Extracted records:

PR #366, opened 2019-06-22
Fix rollup dependency conflict

### LINKED ISSUE #327: Debug why rollup 1.12.4 fails to generate lib/index.iife.js in CI
I had to back out rollup 1.12.4 via 3f011bf306aa7008bcf4b48235ab3549944d9427 and a51f041e9a68caf0b8ad716735cd625f2db0174a as it `npm run build` in Travis was not generating `lib/index.iife.js` anymore.  

Debug, fix, then let's move back to the latest rollup

jstarry:
Fixes #327

### DIFF
--- a/package.json
+++ b/package.json
@@ -115,7 +115,7 @@
     "rollup-plugin-json": "^4.0.0",
     "rollup-plugin-node-builtins": "^2.1.2",
     "rollup-plugin-node-globals": "^1.2.1",
-    "rollup-plugin-node-resolve": "4.2.3",
+    "rollup-plugin-node-resolve": "5.0.0",
     "rollup-plugin-replace": "2.2.0",
     "rollup-plugin-terser": "^5.0.0",
     "semantic-release": "^15.9.16",
--- a/package.json
+++ b/package.json
@@ -112,7 +112,7 @@
     "rimraf": "2.6.3",
     "rollup": "1.15.2",
     "rollup-plugin-babel": "^4.3.2",
-    "rollup-plugin-commonjs": "9.3.4",
+    "rollup-plugin-commonjs": "^10.0.0",
     "rollup-plugin-json": "^4.0.0",
     "rollup-plugin-node-builtins": "^2.1.2",
     "rollup-plugin-node-globals": "^1.2.1",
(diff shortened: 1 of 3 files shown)


mvines:
Darn!  
```
$ test -r lib/index.iife.js
The command "test -r lib/index.iife.js" exited with 1.
```
(from https://github.com/solana-labs/solana-web3.js/blob/master/.travis.yml#L31)

jstarry:
@mvines found the issue: https://github.com/rollup/rollup/pull/2961

rollup.config.js
```diff
@@ -108,4 +109,4 @@ function generateConfig(configType) {
   return config;
 }
 
-export default [generateConfig('node'), generateConfig('browser')];
+export default [/*generateConfig('node'), */generateConfig('browser')];
```
mvines: Why this change?

package.json
```diff
@@ -109,13 +110,13 @@
     "marked": "^0.6.0",
     "prettier": "^1.14.3",
     "rimraf": "2.6.3",
-    "rollup": "1.15.2",
+    "rollup": "git://github.com/jstarry/rollup.git#fix-resolved-id-result-bug",
```
mvines: I'd prefer to wait for your upstream fix to be merged and released rather than merging this PR with this github dependency.  This isn't a super urgent issue though so we can wait to see what happens upstream

jstarry: @mvines Yeah great call! I added the last commit with the message "Check that rollup fix works" ;) I was planning to remove it once I saw if CI passed

rollup.config.js
jstarry: Inadvertent, it helped me speed up my local testing. Removing

jstarry:
@mvines turns out "bug" that I found in rollup is actually a feature, who knew! I closed that RP and dug a bit deeper.

The real issue is that the `rollup-plugin-commonjs` module calls into `rollup-plugin-node-resolve` and was not updated so the two were incompatible. Now that the commonjs plugin is updated, they are compatible and all is harmonious again 😌

jstarry:
🎉 

```
$ test -r lib/index.iife.js
The command "test -r lib/index.iife.js" exited with 0.
```

mvines:
Hehe awesome, I was hoping it was something dumb like that.  The CI failure here is inrelated, I think I know what’s up there

PR #380, opened 2019-06-26
chore: update BPF SDK portions of README

mvines:


src/budget-program.js
```diff
@@ -277,9 +277,7 @@ export class BudgetProgram {
 
       default:
         throw new Error(
-          `A maximum of two conditions are support: ${
-            conditions.length
-          } provided`,
+          `A maximum of two conditions are support: ${conditions.length} provided`,
```
CriesofCarrots: "supported" ... might as well fix now?

CriesofCarrots: Whoops, too slow

mvines: Better luck next time :)

PR #381, opened 2019-06-26
fix: add burnPercent field to FeeCalculator

mvines:
cc: https://github.com/solana-labs/solana/pull/4818


mvines:
cc: @rob-solana

PR #403, opened 2019-07-15
Add validator info deserialization

jstarry:


src/validator-info.js
```diff
@@ -0,0 +1,81 @@
...
+   * Deserialize ValidatorInfo from the config account data.
+   *
+   * @return ValidatorInfo or null if info was not found
+   */
+  static fromConfigData(buffer: Buffer): ?ValidatorInfo {
+    const PUBKEY_LENGTH = 32;
+
+    let byteArray = [...buffer];
+    const configKeyCount = shortvec.decodeLength(byteArray);
+    let configKeys: Array<ConfigKey> = [];
```
mvines: nit: `const configKeys`

src/validator-info.js
```diff
@@ -0,0 +1,81 @@
...
+    for (let i = 0; i < configKeyCount; i++) {
+      const publicKey = new PublicKey(byteArray.slice(0, PUBKEY_LENGTH));
+      byteArray = byteArray.slice(PUBKEY_LENGTH);
+      const isSigner = byteArray.slice(0, 1)[0] === 1;
+      byteArray = byteArray.slice(1);
+      configKeys.push({publicKey, isSigner});
+    }
+
+    if (configKeys.length >= 2 && configKeys[0].publicKey.equals(VALIDATOR_INFO_KEY)) {
+      if (configKeys[1].isSigner) {
```
mvines: I think we'd want to return `configKeys[1]` as well

src/validator-info.js
```diff
@@ -0,0 +1,81 @@
...
+   *
+   * @return ValidatorInfo or null if info was not found
+   */
+  static fromConfigData(buffer: Buffer): ?ValidatorInfo {
+    const PUBKEY_LENGTH = 32;
+
+    let byteArray = [...buffer];
+    const configKeyCount = shortvec.decodeLength(byteArray);
+    let configKeys: Array<ConfigKey> = [];
+    for (let i = 0; i < configKeyCount; i++) {
```
mvines: How about we change this loop to only look for the first 2 keys, we don't really care about if any other keys are present.

src/validator-info.js
jstarry: Yup, it is returned below

mvines: Duh, thanks :)

CriesofCarrots: ? I think it does, as part of ValidatorInfo?

src/validator-info.js
```diff
@@ -0,0 +1,83 @@
...
+/**
+ * @private
+ */
+type ConfigKey = {|
+  publicKey: PublicKey,
+  isSigner: boolean,
+|};
+
+/**
+ * @private
```
mvines: oh wait this isn't private.  Let's add esdoc comments so we get info in https://solana-labs.github.io/solana-web3.js/

src/validator-info.js
```diff
@@ -0,0 +1,83 @@
...
+/**
+ * ValidatorInfo class
+ */
+export class ValidatorInfo {
+  key: PublicKey;
+  info: Info;
+
+  /**
+   * Construct a valid ValidatorInfo
+   */
```
mvines: esdoc comments for the params too please

src/validator-info.js
CriesofCarrots: Whoops, sorry, refresh needed

mvines:
We use semantic-release commit titles in this repo too please

CriesofCarrots:
> I wish there was a test for the decoding, I don't see nice way to do that right now though :-/

My thinking as well. We could use a Config account golden, generated from the CLI as a stop-gap...
I suppose we could have solana's `run.sh` include a ValidatorInfo step. Then web3.js could impl a live test at least

jstarry:
@CriesofCarrots @mvines I added a test for deserializing the validator info, let me know what you think!

src/validator-info.js
```diff
@@ -0,0 +1,100 @@
...
+   *
+   * @param buffer config account data
+   * @return null if info was not found
+   */
+  static fromConfigData(buffer: Buffer): ?ValidatorInfo {
+    const PUBKEY_LENGTH = 32;
+
+    let byteArray = [...buffer];
+    const configKeyCount = shortvec.decodeLength(byteArray);
+    if (configKeyCount < 2) return null;
```
mvines: I'd bail if `configKeyCount !== 2`, since it looks like we'll go off the rails below if there are more than 2 keys (`byteArray` won't be in the right place)

test/validator-info.test.js
```diff
@@ -0,0 +1,27 @@
...
+  const expectedValidatorInfo = new ValidatorInfo(
+    new PublicKey(keypair.publicKey),
+    {
+      name: 'Validator',
+      keybaseId: 'validator_id',
+    },
+  );
+
+  const configData = Buffer.from(
+    'AgdRlwF0SPKsXcI8nrx6x4wKJyV6xhRFjeCk8W+AAAAAABOY9ixtGkV8UbpqS189vS9p/KkyFiGNyJl+QWvRfZPKAS8AAAAAAAAAeyJrZXliYXNlSWQiOiJ2YWxpZGF0b3JfaWQiLCJuYW1lIjoiVmFsaWRhdG9yIn0',
```
mvines: Cool, can you sneak in a comment that documents how you generated this *random* string for the poor soul that needs to update it if/when the format changes :)

src/validator-info.js
jstarry: oops, good catch

test/validator-info.test.js
jstarry: hehe, will do :)

PR #404, opened 2019-07-16
fix: end of life native loader

jstarry:
- NativeLoader has been removed in favor of BpfLoader


mvines:
Let's rip out this too: https://github.com/solana-labs/solana-web3.js/blob/master/bin/localnet.sh#L32

PR #405, opened 2019-07-16
chore: update testnet default to stable

jstarry:


jstarry:
We prefer to keep the testnet default as edge to catch breaking changes from the main repo as fast as possible

PR #418, opened 2019-07-23
feat: add vote account decoder

mvines:


mvines:
@sunnygleason - FYI, using this'll allow you to remove the spawning of `solana-wallet`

WHAT YOU SHOULD DO:
The answer must be every line from the entries above that holds the string "account".

SOLUTION TO THIS EXERCISE:
+   * Deserialize ValidatorInfo from the config account data.
My thinking as well. We could use a Config account golden, generated from the CLI as a stop-gap...
+   * @param buffer config account data
feat: add vote account decoder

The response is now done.